(Dataset excerpts)
○ ○ ○ ○
PR #2497, opened 2021-08-27
Update php-scanner.yaml

geeknik:
### Template / PR Information

- Adding more interesting stuff to the PHP file scanner.

### Template Validation

- [X] YES
- [ ] NO

### DIFF
--- a/file/php/php-scanner.yaml
+++ b/file/php/php-scanner.yaml
@@ -9,10 +9,19 @@ info:
 file:
   - extensions:
       - html
+      - htm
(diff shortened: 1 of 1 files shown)


pajoda:
Maybe also add `unserialize` itself next to the POP chain magic methods candidates?

geeknik:
A great idea. 👍🏻  This is part 1 of like 5 updates I have planned for this file, will be adding many more interesting things.

ehsandeep (approved):

PR #3968, opened 2022-03-25
Update CVE-2017-1000028.yaml

daffainfo:
The default port of Oracle Glassfish Server is 4848
image


princechaddha:
@daffainfo, we do not hardcode ports in web templates, and that is something that should be provided by the user or other tools in the workflow

daffainfo:
How about this?

ehsandeep (approved):

PR #4011, opened 2022-03-30
Updated CVE-2022-22963 Check

AdamCrosser:
### Template / PR Information

We've updated the check for CVE-2022-22963 to use InetAddress.getByName. Previously the template used the ping command which we believe has two problems:

1. The template doesn't use ping -c so the ping command will continue running indefinitely in the background on the target server
2. It's possible the serverless environment the application is running on doesn't have ping installed. In these scenarios, Nuclei will not properly identify the vulnerability.

Since InetAddress.getByName is part of the Java runtime environment it should always be available and doesn't depend on ping. Additionally, it will only perform the lookup once and won't continue running in the background.

### Template Validation

- [X] YES

### DIFF
--- a/cves/2022/CVE-2022-22963.yaml
+++ b/cves/2022/CVE-2022-22963.yaml
@@ -2,7 +2,7 @@ id: CVE-2022-22963
 
 info:
   name: Spring Cloud Function SPEL RCE
-  author: Mr-xn
+  author: Mr-xn,Adam Crosser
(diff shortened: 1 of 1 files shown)


ehsandeep (approved):

ehsandeep:
@AdamCrosser nice catch 😎 thanks for adding/sharing the safe payload.

PR #4115, opened 2022-04-11
Fuel CMS Detection and Default Credentials

AdamCrosser:
### Overview

Created Nuclei templates to detect Fuel CMS and identify instances with default credentials configured.

### Template Validation

- [X] YES
- [ ] NO


princechaddha:
Hello @AdamCrosser, thank you so much for sharing this template with the community and contributing to this project  🚀

As we need to add cookies and an anti-csrf token to confirm the credentials, I have made a few changes to the default-login template. Thanks

AdamCrosser:
Thanks @princechaddha! Sorry about that. I was originally trying to make a template for CVE-2020-17463, but it seems to require authentication so I instead made a template for testing default logins and was probably using an older version which didn't include the CSRF token functionality.

princechaddha:
@AdamCrosser, You can make authenticated templates like this https://github.com/projectdiscovery/nuclei-templates/blob/master/cves/2021/CVE-2021-25055.yaml

PR #4217, opened 2022-04-21
update tags CMS

rafaelwdornelas:
Using https://whatcms.org/ as a reference I made some new CMS changes


ehsandeep (approved):
@rafaelwdornelas, this is very useful; thanks for adding more tech and improving the template.

PR #4381, opened 2022-05-12
Dashboard Content Enhancements

MostInterestingBotInTheWorld:
Dashboard Content Enhancements

### Template Validation

- [x] YES
- [ ] NO


cnvd/2019/CNVD-2019-19299.yaml
```diff
@@ -1,12 +1,17 @@
 id: CNVD-2019-19299
 
 info:
-  name: Zhiyuan A8 Arbitrary File Write (RCE)
+  name: Zhiyuan A8 - Remote Code Execution
```
forgedhallpass, line 4: I think it might make sense to create a separate field for the vulnerability type (maybe under classification?), which could be validated more easily and made uniform. At this phase, we could automatically and more easily add tags as well.

What do you guys think? @ehsandeep @sullo

forgedhallpass:
In order not to pollute the log, I'd recommend "Squash and Merge" instead of simply merging. There seems to be a lot of empty commits, or comments added and then removed.

Furthermore, we could look into whether we could make the bot to commit locally, and when a certain set related changes were applied, squashing them into a single commit and only pushing that. This could potentially handle the empty commits issue, would make reviewing the changes from an IDE much more convenient. Grouping related changes into an single/"atomic" commit (especially in case of refactorings) is recommended, because it would also allow to be easily reverted if a mistake has been introduced.

MostInterestingBotInTheWorld:
@forgedhallpass that would be ideal, but it can't happen with the current dashboard + bot setup. I have been doing reviews by looking in the `Files Changed` view to make it easier. Around once every 2 weeks the `dashboard` branch is removed and recreated so the pileup doesn't get worse.

cnvd/2019/CNVD-2019-19299.yaml
forgedhallpass: good point

PR #4406, opened 2022-05-16
Detect more Kong headers

joshlarsen:
### Template / PR Information

This PR extends the Kong detection template. Kong doesn't always return the `kong/X.X.X` server header. The administrator will often disable the obvious server header, but other headers can give away a Kong server. This update checks for additional Kong headers.

- References: https://github.com/Kong/kong

### Template Validation

- [x] YES
- [ ] NO

#### Additional Details

This check is written as a new request so as not to alter the results of the existing `server` header check, which returns the value of that header in the results. The value of the new headers we are checking are not that interesting, we just want to know if they exist.

Example Shodan results with and without `server` header:
Screen Shot 2022-05-16 at 10 43 46 AM

### DIFF
--- a/technologies/kong-detect.yaml
+++ b/technologies/kong-detect.yaml
@@ -15,44 +15,17 @@ requests:
       - "{{BaseURL}}"
 
     matchers:
-
-      - type: regex
+      - type: word
         part: header
-        regex:
-          - "[Ss]erver: [Kk]ong+"
+        words:
+          - "server: kong"
+          - "x-kong-response-latency"
+          - "x-kong-upstream_latency"
+          - "x-kong-proxy-latency"
+        condition: or
+        case-insensitive: true
 
     extractors:
       - type: kval
-        part: header
         kval:
           - server
-
-  - method: GET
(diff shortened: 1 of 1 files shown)


ehsandeep (approved):
thanks, @joshlarsen for improving the template, I went ahead and simplified the template using `case-insensitive` attribute with word matchers with `OR` condition which will do the same, also removed the newly added extractors as we only interested in matching them to confirm if they exist or not.

Extractors are not requirement for the matches in general but can be used to extract some meaningful data only when the matchers get matched.

joshlarsen:
Thanks @ehsandeep, but there is a typo in the change. Should be hyphen, not underscore.

```
- "server: kong"
- "x-kong-response-latency"
- "x-kong-upstream_latency"
- "x-kong-proxy-latency"
- ```

ehsandeep:
Thanks, fixed here https://github.com/projectdiscovery/nuclei-templates/commit/4fbdb224a060f168881edf842bc12483a6acae21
○ ○ ○ ○
-- Work task --
Write out each line of the data that holds the string "sharing".

-- Reply --
@AdamCrosser nice catch 😎 thanks for adding/sharing the safe payload.
Hello @AdamCrosser, thank you so much for sharing this template with the community and contributing to this project  🚀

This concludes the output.